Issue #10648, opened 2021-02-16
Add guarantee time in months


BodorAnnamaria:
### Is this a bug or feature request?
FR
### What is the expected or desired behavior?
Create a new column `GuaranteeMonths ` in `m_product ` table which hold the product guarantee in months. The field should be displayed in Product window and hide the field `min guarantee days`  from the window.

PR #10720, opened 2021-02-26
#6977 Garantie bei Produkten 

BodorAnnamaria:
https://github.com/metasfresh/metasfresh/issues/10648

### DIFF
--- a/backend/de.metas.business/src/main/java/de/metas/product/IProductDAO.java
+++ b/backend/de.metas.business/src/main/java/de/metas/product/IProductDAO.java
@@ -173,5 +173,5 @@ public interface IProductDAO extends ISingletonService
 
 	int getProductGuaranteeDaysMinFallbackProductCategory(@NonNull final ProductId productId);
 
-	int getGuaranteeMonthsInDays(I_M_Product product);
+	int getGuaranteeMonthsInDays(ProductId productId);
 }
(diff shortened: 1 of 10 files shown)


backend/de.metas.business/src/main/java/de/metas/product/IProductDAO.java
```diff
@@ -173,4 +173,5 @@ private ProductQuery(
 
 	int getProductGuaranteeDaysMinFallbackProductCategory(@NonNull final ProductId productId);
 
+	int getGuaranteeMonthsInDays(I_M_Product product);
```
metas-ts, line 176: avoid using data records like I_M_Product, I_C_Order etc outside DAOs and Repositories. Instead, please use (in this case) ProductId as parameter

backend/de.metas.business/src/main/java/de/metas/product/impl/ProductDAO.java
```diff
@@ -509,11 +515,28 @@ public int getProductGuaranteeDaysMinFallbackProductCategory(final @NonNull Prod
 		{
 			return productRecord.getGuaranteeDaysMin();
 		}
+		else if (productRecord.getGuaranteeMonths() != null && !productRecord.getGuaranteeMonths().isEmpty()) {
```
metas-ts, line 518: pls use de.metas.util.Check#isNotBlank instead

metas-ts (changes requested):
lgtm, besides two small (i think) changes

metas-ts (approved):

++++++++

**Work to be completed**
Reproduce each entry exactly, with nothing missing.

**Problem solution**
Issue #10648, opened 2021-02-16
Add guarantee time in months


BodorAnnamaria:
### Is this a bug or feature request?
FR
### What is the expected or desired behavior?
Create a new column `GuaranteeMonths ` in `m_product ` table which hold the product guarantee in months. The field should be displayed in Product window and hide the field `min guarantee days`  from the window.

PR #10720, opened 2021-02-26
#6977 Garantie bei Produkten 

BodorAnnamaria:
https://github.com/metasfresh/metasfresh/issues/10648

### DIFF
--- a/backend/de.metas.business/src/main/java/de/metas/product/IProductDAO.java
+++ b/backend/de.metas.business/src/main/java/de/metas/product/IProductDAO.java
@@ -173,5 +173,5 @@ public interface IProductDAO extends ISingletonService
 
 	int getProductGuaranteeDaysMinFallbackProductCategory(@NonNull final ProductId productId);
 
-	int getGuaranteeMonthsInDays(I_M_Product product);
+	int getGuaranteeMonthsInDays(ProductId productId);
 }
(diff shortened: 1 of 10 files shown)


backend/de.metas.business/src/main/java/de/metas/product/IProductDAO.java
```diff
@@ -173,4 +173,5 @@ private ProductQuery(
 
 	int getProductGuaranteeDaysMinFallbackProductCategory(@NonNull final ProductId productId);
 
+	int getGuaranteeMonthsInDays(I_M_Product product);
```
metas-ts, line 176: avoid using data records like I_M_Product, I_C_Order etc outside DAOs and Repositories. Instead, please use (in this case) ProductId as parameter

backend/de.metas.business/src/main/java/de/metas/product/impl/ProductDAO.java
```diff
@@ -509,11 +515,28 @@ public int getProductGuaranteeDaysMinFallbackProductCategory(final @NonNull Prod
 		{
 			return productRecord.getGuaranteeDaysMin();
 		}
+		else if (productRecord.getGuaranteeMonths() != null && !productRecord.getGuaranteeMonths().isEmpty()) {
```
metas-ts, line 518: pls use de.metas.util.Check#isNotBlank instead

metas-ts (changes requested):
lgtm, besides two small (i think) changes

metas-ts (approved):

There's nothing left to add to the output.